3.5 Comparison with other methods and sensitivity analysis
Our framework entails two choices of procedures: the way in which the temporal network is represented as a static supra-adjacency object, and the choice of the node embedding method.
First, we consider a variation of our proposed supra-adjacency representation (dyn-supra), using a “baseline” supra-adjacency representation, which we denote by mlayer-supra: in this representation, we simply map each temporal edge \((i,j,t)\) to an edge between active nodes, namely \(((i,t), (j, t) )\), similarly to the original supra-adjacency representation developed for multilayer networks [31]. Self-coupling edges are drawn as in dyn-supra. This static representation of the temporal network is also lossless.
Moreover, for both dyn-supra and mlayer-supra, we consider an alternate embedding method to DeepWalk, namely LINE [32], which embeds nodes in a way to preserve both first and second-order proximity.
In addition, we consider four state of the art embedding methods for temporal networks, which do not use the intermediate step of using a supra-adjacency representation, but directly embed the temporal network, namely: (i) DynamicTriad (DTriad) [33], which embeds the temporal network by modeling triadic closure events; (ii) DynGEM [34], which is based on a deep learning model. It outputs an embedding for the network of each timestamp, initializing the model at timestamp \(t+1\) with the weights found at time t, thus transferring knowledge from t to \(t+1\) and learning about the changes from \(G_{t}\) to \(G_{t+1}\); (iii) StreamWalk [35], which uses time-respecting walks and online machine learning to capture temporal changes in the network structure; (iv) Online learning of second order node similarity (Online-neighbor) [35], which optimizes the embedding to match the neighborhood similarity of pairs of nodes, as measured by the Jaccard index of these neighborhoods.
Overall, we obtain eight methods to create an embedding of the temporal network – four variations of DyANE and four methods that directly embed temporal networks – which we denote respectively dyn-supra + DeepWalk, dyn-supra + LINE, mlayer-supra + DeepWalk, mlayer-supra + LINE, DTriad, DynGEM, StreamWalk and Online-neighbor.
Each variation of DyANE has moreover two parameters whose value can be a priori arbitrarily chosen, namely the weight ω and the embedding dimension d.
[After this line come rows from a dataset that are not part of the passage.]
PR #81, opened 2021-06-10
1542 get term count

ledsoft:
https://kbss.felk.cvut.cz/redmine/issues/1542

### DIFF
--- a/src/main/java/cz/cvut/kbss/termit/persistence/dao/VocabularyDao.java
+++ b/src/main/java/cz/cvut/kbss/termit/persistence/dao/VocabularyDao.java
@@ -49,7 +49,8 @@ public class VocabularyDao extends AssetDao<Vocabulary> implements SupportsLastM
     private final ApplicationContext context;
 
     @Autowired
-    public VocabularyDao(EntityManager em, Configuration config, DescriptorFactory descriptorFactory, ChangeRecordDao changeRecordDao, ApplicationContext context) {
+    public VocabularyDao(EntityManager em, Configuration config, DescriptorFactory descriptorFactory,
+                         ChangeRecordDao changeRecordDao, ApplicationContext context) {
         super(Vocabulary.class, em, config, descriptorFactory);
         this.changeRecordDao = changeRecordDao;
         refreshLastModified();
@@ -98,10 +99,10 @@ public class VocabularyDao extends AssetDao<Vocabulary> implements SupportsLastM
         Objects.requireNonNull(entity);
         try {
             return em.createNativeQuery("SELECT DISTINCT ?imported WHERE {" +
-                    "?x ?imports+ ?imported ." +
-                    "}", URI.class)
-                    .setParameter("imports", URI.create(cz.cvut.kbss.termit.util.Vocabulary.s_p_importuje_slovnik))
-                    .setParameter("x", entity.getUri()).getResultList();
+                "?x ?imports+ ?imported ." +
+                "}", URI.class)
+                     .setParameter("imports", URI.create(cz.cvut.kbss.termit.util.Vocabulary.s_p_importuje_slovnik))
+                     .setParameter("x", entity.getUri()).getResultList();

In each of these variations of DyANE, it is also possible as explained above to consider undirected edges and to take into account the difference of the times between linked active nodes.
For each obtained embedding, we thus explore the performance of the classification task to explore the robustness of the results and their potential dependency on specific choices of the embedding method and of the parameter values.